There will be a Post Final Exam Project that will be used to summarize the course. The project will bring together all purposes of the course including designing an experiment, sampling, analysis, and drawing conclusions.
Note: All quizzes, tests, investigative tasks, and projects will be checked for evidence of correctly communicating methods, results, and interpretations using appropriate statistical vocabulary.
For PROJECTS based on data collection, a write up must include:
- Write, in words, not symbols, what the null and the alternative hypotheses are for you quest.
- In paragraph form, write how you designed the experiment. Make sure that you mention how you controlled for randomness, blocking, or lurking variables.
- Explain which statistical tests that you will use to test your hypotheses. Give an explanation why you chose the tests that you did and then tell what assumptions you had to make in order to use this test. Carry out the testing of your assumptions and explain if you can continue. If you fail to meet these assumptions, explain which one(s) failed. Carry out the tests anyway and in your conclusions discuss this. Remember to show the formulas used, the substitution step and the answers you got, p-values, etc.
- Based on the above information, state any conclusions that you can make. These conclusions should be several sentences long. You should include here an explanation of any problems you had that might have affected the outcome of your data or your conclusion.

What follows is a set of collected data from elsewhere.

Issue #2224, opened 2023-04-17
Make sure that `common.StructToSchema` can accept aliases


nfx:
Make sure we can migrate the resources to Go SDK, that used to have `tf:"alias"`.

renaudhartert-db:
Hi @nfx, thanks for opening this issue. I'm doing a cleanup pass over our backlog and closing issues that haven't seen activity in a while.

This one hasn't had any comments or updates in over 2 years, so I'm closing it as part of the sweep. If the problem still reproduces on a recent version of the provider, please reopen the issue or create a new one.

Thanks!

PR #2389, opened 2023-06-08
Add `databricks_mlflow_experiment` data source

### LINKED ISSUE #2301: [FEATURE] Data Sources for MLflow experiment and model
### Use-cases

Current there is no data sources for MLflow experiment and model, which makes it difficult to refer to an existing experiment or model. Import resources in some cases are not very convenient when you have multiple environments.

### Attempted Solutions

One can declare an existing model or experiment as data sources:

```terraform

data "databricks_user" "john" {
  user_name = "john.doe@example.com"
}


data "databricks_mlflow_model" "test_model" {
  name = "test_model"
}

resource "databricks_permissions" "model_usage" {
  registered_model_id = data.databricks_mlflow_model.test_model.registered_model_id

  access_control {
    user_name        = data.databricks_user.john.user_name
  }
}

```

840:
## Changes
Add `databricks_mlflow_experiment` data source

## Tests
Created 3 tests for this data source

- [x] `make test` run locally
- [x] using Go SDK

Partially resolves #2301


840:
Currently you can only fetch the mlflow_experiment data source using the name. I believe it would be nice to provide the option to fetch using the ID, as well. I have to read a bit more into this.

nkvuong:
@840 thank you for raising the PR. a couple of thoughts for the pending tasks

you could look at https://github.com/databricks/terraform-provider-databricks/blob/master/clusters/data_cluster.go for example of searching both by name & id

the Go SDK has `GetExperiment` method which takes an `ExperimentId` as well.

For acceptance tests, you could create an mlflow experiment and try to read it in the same block, similar to https://github.com/databricks/terraform-provider-databricks/blob/master/internal/acceptance/data_job_test.go

mlflow/data_mlflow_experiment.go
```diff
@@ -0,0 +1,30 @@
...
+		Name             string `json:"name,omitempty" tf:"computed"`
+		ArtifactLocation string `json:"artifact_location,omitempty" tf:"computed"`
+		LifecycleStage   string `json:"lifecycle_stage,omitempty" tf:"computed"`
+	}, w *databricks.WorkspaceClient) error {
+		experimentResponse, err := w.Experiments.GetByName(ctx, ml.GetByNameRequest{ExperimentName: data.Name})
+		if err != nil {
+			return err
+		}
+		experiment := experimentResponse.Experiment
+		data.Name = experiment.Name
```
nkvuong, line 24: if `name` is provided, then you don't need to overwrite it

docs/data-sources/mlflow_experiment.md
```diff
@@ -0,0 +1,29 @@
...
+## Argument Reference
+
+* `name` - (Required) Path to experiment
+
+## Attribute Reference
+
+This data source exports the following attributes:
+
+* `artifact_location` - Location where artifacts for the experiment are stored.
+* `name` - Human readable name that identifies the experiment.
```
nkvuong, line 27: Need to be consistent with the `name` argument reference

docs/data-sources/mlflow_experiment.md
```diff
@@ -0,0 +1,29 @@
...
+* `lifecycle_stage` - Current life cycle stage of the experiment: "active" or "deleted". Deleted experiments are not returned by APIs.
```
nkvuong, line 28: Get by Id will work on deleted experiments

```suggestion
* `lifecycle_stage` - Current life cycle stage of the experiment: `active` or `deleted`. Deleted experiments are not returned by APIs.
```

840: I guess it has to be changed in the [Databricks documentation](https://docs.databricks.com/api/workspace/experiments/getexperiment#:~:text=Current%20life%20cycle%20stage%20of%20the%20experiment%3A%20%22active%22%20or%20%22deleted%22.%20Deleted%20experiments%20are%20not%20returned%20by%20APIs.), as well.

mlflow/data_mlflow_experiment.go
```diff
@@ -0,0 +1,42 @@
...
+	"fmt"
+	"github.com/databricks/databricks-sdk-go/service/ml"
+
+	"github.com/databricks/databricks-sdk-go"
+	"github.com/databricks/terraform-provider-databricks/common"
+	"github.com/hashicorp/terraform-plugin-sdk/v2/helper/schema"
+)
+
+func DataSourceExperiment() *schema.Resource {
+	return common.WorkspaceData(func(ctx context.Context, data *struct {
```
mgyucht, line 14: Can you just use *ml.Experiment from the Go SDK?

mgyucht (commented):
Quick first pass. LMK when no longer WIP.

mlflow/data_mlflow_experiment.go
840: At this moment it is not possible to annotate Terraform fields with the Go SDK model so this approach is not possible. Current approach is fine for now.

I did change `id` to `experiment_id` to make the transition to the Go SDK model backwards compatible.

Relevant issue for annotation support: #2224

840:
Will continue this week or early next week.

840:
@mgyucht WIP tag removed, should be ready!

alexott (approved):
Thank you!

- Explain to a prospective statistics student the meaning of your answer to the question.
(a) Daily assignments need to be finished and complete before the next day of class.
(b) Late Homework turned in after the designated time on Turn-In Day will be penalized: 10% – 30% depending on the lateness of the work.
(c) All assignments will be checked for evidence of correctly communicating methods, results, and interpretations using appropriate statistical vocabulary.
FINAL EXAM 15%
WARM-UPS 5% (DAILY)
(a) Be in your seat working on the warm-up problems by the time the bell rings.
(b) Warm-ups will be collected once a month (after 10 – 20 school days)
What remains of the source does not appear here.